PR #487, opened 2021-08-22
Add support for older CentOS versions (6 & 5) by checking additional release files for information

### LINKED ISSUE #429: Distro not detected for centos:6
1. on linux os
2. docker pull centos:6
3. syft centos:6 -o json
4. distro data is null
图片

dakaneye:
Fixes #429

### DIFF
--- a/syft/distro/identify.go
+++ b/syft/distro/identify.go
@@ -35,6 +35,16 @@ var identityFiles = []parseEntry{
 		path: "/bin/busybox",
 		fn:   parseBusyBox,
 	},
+	{
+		// check for centos:6
+		path: "/etc/system-release-cpe",
+		fn:   parseSystemReleaseCPE,
+	},
+	{
+		// last ditch effort for determining older centos version distro information
+		path: "/etc/redhat-release",
+		fn:   parseRedhatRelease,
+	},
 }
 
 // Identify parses distro-specific files to determine distro metadata like version and release.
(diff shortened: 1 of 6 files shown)


syft/distro/identify.go
```diff
@@ -145,3 +155,45 @@ func parseBusyBox(contents string) *Distro {
 	}
 	return nil
 }
+
+// example CPE: cpe:/o:centos:linux:6:GA
+var systemReleaseCpeMatcher = regexp.MustCompile(`cpe:\/o:(.*?):.*?:(.*?):.*?$`)
```
wagoodman, line 160: This is a good approach, however, syft already has CPE parsing built in that we can leverage https://github.com/anchore/syft/blob/main/syft/pkg/cpe.go#L12  --can we switch to using this?

dakaneye: @wagoodman Just tried that, but it creates an import cycle :(. Unless i'm doing something horribly wrong?

wagoodman: nope, you are not doing anything wrong --it looks like pkg depends on distro to support pURLs. This hints at a refactor that we can do later, either striving for pkg to not depend on distro (medium lift-ish) or migrating cpe out of pkg (small lift). We can defer that for now.

Can you leave a comment in the code that points out we should use the CPE parser once it is importable? (no code change requested at this point 👍 )

wagoodman (approved):
looks good, we can come back and refactor this to use the existing CPE code when there is no longer a cycle (there are multiple hints to migrate CPE related things to a separate package)

syft/distro/identify.go
dakaneye: comment added!

PR #493, opened 2021-09-03
Disable docker releases

wagoodman:
Currently cannot install docker onto the mac runners in GHA, which we need for signing. The workaround is to disable docker releases for the short-term until we have a fix in place (but we cannot block binary releases on this)

Example infinite loop:
https://github.com/anchore/syft/actions/runs/1199137004


luhring (approved):
🐳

══════

PROBLEM TO SOLVE ::
Return the count of lines in the entries above that include the word "older", without any added text.

EXERCISE RESPONSE ::
2